Measurement is a cornerstone of trade, science, technology, and quantitative research in many disciplines. Historically, many measurement systems existed for the varied fields of human existence to facilitate comparisons in these fields. Often these were achieved by local agreements between trading partners or collaborators. Since the 18th century, developments progressed towards unifying, widely accepted standards that resulted in the modern International System of Units (SI). This system reduces all physical measurements to a mathematical combination of seven base units. The science of measurement is pursued in the field of metrology.
Data reporting is the process of collecting and submitting data to authorities entrusted with compiling statistics. Accurate data reporting gives rise to accurate analyses of the facts on the ground; inaccurate data reporting can lead to vastly uninformed decisions based on erroneous evidence. When data is not reported, the problem is known as underreporting; the opposite problem leads to false positives.
Data reporting can be an incredibly difficult endeavor. Census bureaus may hire even hundreds of thousands of workers to achieve the task of counting all of the residents of a country. Teachers use data from student assessments to determine grades; cellphone manufacturers rely on sales data from retailers to point the way to which models to increase production of. The effective management of nearly any company relies on accurate data.
Analysis of data is a process of inspecting, cleaning, transforming, and modeling data with the goal of discovering useful information, suggesting conclusions, and supporting decision-making. Data analysis has multiple facets and approaches, encompassing diverse techniques under a variety of names, in different business, science, and social science domains.

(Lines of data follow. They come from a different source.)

PR #264, opened 2015-08-16
Improve log messages for incremental build

nak3:
This PR contains following changes:

- L#290[1]: Remove `b.installedScripts[api.SaveArtifacts]`, since it is 99.9% true. Alternatively add message `build with save-artifacts under the %s", config.Tag, b.scriptsURL["save-artifacts"]`.
- L#278[2]: Move incremental build check in `func Exists()`.

[1] https://github.com/openshift/source-to-image/blob/4902844a6fc2c6869cdf7cc8ca9f269628c1ef4e/pkg/build/strategies/sti/sti.go#L290
[2] https://github.com/openshift/source-to-image/blob/4902844a6fc2c6869cdf7cc8ca9f269628c1ef4e/pkg/build/strategies/sti/sti.go#L278

### DIFF
--- a/pkg/build/strategies/sti/sti.go
+++ b/pkg/build/strategies/sti/sti.go
@@ -115,10 +115,12 @@ func (b *STI) Build(config *api.Config) (*api.Result, error) {
 		return nil, err
 	}
 
-	if b.incremental = b.artifacts.Exists(config); b.incremental {
-		glog.V(1).Infof("Existing image for tag %s detected for incremental build", config.Tag)
+	if !config.Incremental {
+		glog.V(1).Infof("Incremental build is disabled. Clean build will be performed")
+	} else if b.incremental = b.artifacts.Exists(config); b.incremental {
+		glog.V(1).Infof("Existing image for tag %s detected. Perform Incremental build with save-artifacts under the %s", config.Tag, b.scriptsURL["save-artifacts"])
 	} else {
-		glog.V(1).Infof("Clean build will be performed")
+		glog.V(1).Infof("Incremental build is enabled. But existing image for tag %s was not detected. Clean build will be performed", config.Tag)
 	}
 
 	glog.V(2).Infof("Performing source build from %s", config.Source)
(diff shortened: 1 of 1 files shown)


pkg/build/strategies/sti/sti.go
```diff
@@ -287,7 +284,7 @@ func (b *STI) Exists(config *api.Config) bool {
 		}
 	}
 
-	return previousImageExists && b.installedScripts[api.SaveArtifacts]
+	return previousImageExists
```
bparees: I realized recently that this check (installedScripts) appears to always return true because we assume the image may contain a save-artifacts script, which we can't confirm without running the image... but i'm still uncomfortable with removing the check entirely in case that changes in the future.

i'd be ok with moving the check to its own method (eg hasSaveArtifacts()) but i'd rather not remove it entirely.

soltysh: Not always true ;) It'll be always true for images with embedded scripts, because in that case the only option to verify save-artifacts existence is actually running that script. In all other cases it depends on whether that script was downloaded from one of the possible locations (external URL, sources).

pkg/build/strategies/sti/sti.go
```diff
@@ -115,10 +115,12 @@ func (b *STI) Build(config *api.Config) (*api.Result, error) {
 		return nil, err
 	}
 
-	if b.incremental = b.artifacts.Exists(config); b.incremental {
-		glog.V(1).Infof("Existing image for tag %s detected for incremental build", config.Tag)
+	if !config.Incremental {
+		glog.V(1).Infof("Incremental build is disabled. Clean build will be performed")
+	} else if b.incremental = b.artifacts.Exists(config); b.incremental {
+		glog.V(1).Infof("Existing image for tag %s detected. Perform Incremental build with save-artifacts under the %s", config.Tag, b.scriptsURL["save-artifacts"])
```
soltysh: I'm not too happy with those changes, imho the V1 verbosity currently provides enough information about the build process. Especially that the information about whether build has incremental enabled or disabled is already printed at the beginning, see [here](https://github.com/openshift/source-to-image/blob/master/cmd/sti/main.go#L165-L167) where the entire Config is being printed, but at a higher log level - 2. Above changes complicate the code more than needed.

bparees: that info doesn't get printed when we run inside openshift.

soltysh: It is, but again at loglevel=2, see [here](https://github.com/openshift/origin/blob/master/pkg/build/builder/sti.go#L102).

bparees: yeah and ugly, no formatting :(

but ok

soltysh:
@bparees given the recent changes we've introduced I think we can close this PR and if the author will want to pick it up he can always open a new one, wdyt?

nak3:
@soltysh yes, I am ok, if you close this PR. I'm sorry that I didn't update this.

PR #267, opened 2015-08-19
fix syntax error: unexpected range for go1.3.3

mdshuai:
when go version is 1.3.3, compile with error:
[root@openshift-144 source-to-image]# make
hack/build-go.sh
++ Building go targets for linux/amd64: cmd/sti
github.com/openshift/source-to-image/pkg/docker
_output/local/go/src/github.com/openshift/source-to-image/pkg/docker/docker.go:407: syntax error: unexpected range, expecting {
_output/local/go/src/github.com/openshift/source-to-image/pkg/docker/docker.go:410: syntax error: argument to go/defer must be function call
_output/local/go/src/github.com/openshift/source-to-image/pkg/docker/docker.go:412: non-declaration statement outside function body
_output/local/go/src/github.com/openshift/source-to-image/pkg/docker/docker.go:413: syntax error: unexpected }

### DIFF
--- a/pkg/docker/docker.go
+++ b/pkg/docker/docker.go
@@ -404,8 +404,8 @@ func runContainerDockerRun(container *docker.Container, d *stiDocker, image stri
 	cleanupDone := make(chan bool)
 	signal.Notify(signalChan, os.Interrupt)
 	go func() {
-		for _ = range signalChan {
-			glog.V(2).Info("\nReceived an interrupt, stopping services...\n")
+		for signal := range signalChan {
+			glog.V(2).Info("\nReceived signal %s, stopping services...\n", signal)
 			cleanupDone <- true
 		}
 	}()
--- a/pkg/docker/docker.go
+++ b/pkg/docker/docker.go
@@ -404,7 +404,7 @@ func runContainerDockerRun(container *docker.Container, d *stiDocker, image stri
 	cleanupDone := make(chan bool)
 	signal.Notify(signalChan, os.Interrupt)
 	go func() {
-		for range signalChan {
+		for _ = range signalChan {
 			glog.V(2).Info("\nReceived an interrupt, stopping services...\n")
 			cleanupDone <- true
 		}


bparees:
lgtm but will let @gabemontero give the sign off since he wrote the original code and might know something i don't.

gabemontero:
Ah yes - I originally had something like the change proposed here, but then the travis and jenkins jobs failed because hack/verify-gofmt.sh.

In fact, as you can see from the failed travis job, that failure again occurred:
$  ./hack/verify-gofmt.sh
!!! gofmt needs to be run on the following files: 
./pkg/docker/docker.go

Try running 'gofmt -s -d [path]'

The command "./hack/verify-gofmt.sh" failed and exited with 1 during .

So the change from @mdshuai is not going to fly.

I see there is the --tags option for go build, and that it provides #ifdef type capabilities, but @bparees - do we want to go down that path here?

bparees:
Weird that it's a gofmt error, but no we definitely do not want to add
ifdef support for something like this. We don't make any claims about
supporting go 1.3 anyway.

Thanks for the background.

Ben Parees | OpenShift

bparees:
@mdshuai is there a particular need to build this under go 1.3.3 or can we close this?

if you absolutely must fix the 1.3.3 compilation i think you need to change the code to:
`		for _, dummy := range signalChan {`

gabemontero:
And run hack/verify-gofmt.sh after the change.

mdshuai:
@bparees @gabemontero On our ose env(rhel7), the default go version is go1.3.3. Sometime we need compile the s2i binary on those env. There is really some different in go1.4 and go1.3 about "for ... range" usage.
https://golang.org/doc/go1.4#forrange

For the error @gabemontero meet when run hack/verify-gofmt.sh is cause by this.
https://golang.org/cmd/gofmt/#hdr-The_simplify_command

I have update the code for range a channel.After change have run hack/verify-gofmt.sh and no issue.
If you think we don't  want to support for go1.3.3, then you can close this. help review , thanks.

gabemontero:
Igtm

@bparees while I think it should be fine, I'll double check the new --run=true option once this is upstream, make sure it still does what we want with this change

bparees:
@gabemontero you can cherry pick this change and build it locally to test it before we merge.

it also makes me think we should have a test case in s2i that runs on merge for this function, if we're worried about it.

gabemontero:
@bparees  OK, I'll try to cherry pick and see (this will be my first official cherry-pick attempt)

On the test, since the --run=true requires a Ctrl-C to exit the run, and the "verification" is examining the images logs, it gets a little tricky.  But probably I'm missing something that you can educate me on.

bparees:
can't you kill -9 the s2i process and that should kill everything?


On Thu, Aug 20, 2015 at 11:34 AM, Gabe Montero <notifications@github.com>
wrote:

> @bparees <https://github.com/bparees> OK, I'll try to cherry pick and see
> (this will be my first official cherry-pick attempt)
>
> On the test, since the --run=true requires a Ctrl-C to exit the run, and
> the "verification" is examining the images logs, it gets a little tricky.
> But probably I'm missing something that you can educate me on.
>
> —
> <https://github.com/openshift/source-to-image/pull/267#issuecomment-133053189>
> .
>



-- 
Ben Parees | OpenShift

gabemontero:
Sure, from the shell script, run sti in the background, then kill it at
some point, but a) how to determine *when* to kill it (i.e. let it run long
enough) ... perhaps via docker ps and/or docker exec ... ??

bparees:
Redirect the output to a file and monitor the output?

Ben Parees | OpenShift

gabemontero:
Yeah and maybe grep for an expected string or something .... I'll open a separate issue to look into it - thx

gabemontero:
ok ... cherry-picked the change, verified still good with --run=true.  @bparees let's merge

bparees:
[merge]

bparees:
thanks @gabemontero and @mdshuai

Data mining is a particular data analysis technique that focuses on modeling and knowledge discovery for predictive rather than purely descriptive purposes. Business intelligence covers data analysis that relies heavily on aggregation, focusing on business information. In statistical applications, some people divide data analysis into descriptive statistics, exploratory data analysis (EDA), and confirmatory data analysis (CDA). EDA focuses on discovering new features in the data and CDA on confirming or falsifying existing hypotheses. Predictive analytics focuses on application of statistical models for predictive forecasting or classification, while text analytics applies statistical, linguistic, and structural techniques to extract and classify information from textual sources, a species of unstructured data. All are varieties of data analysis.
Data integration is a precursor to data analysis, and data analysis is closely linked to data visualization and data dissemination. The term data analysis is sometimes used as a synonym for data modeling.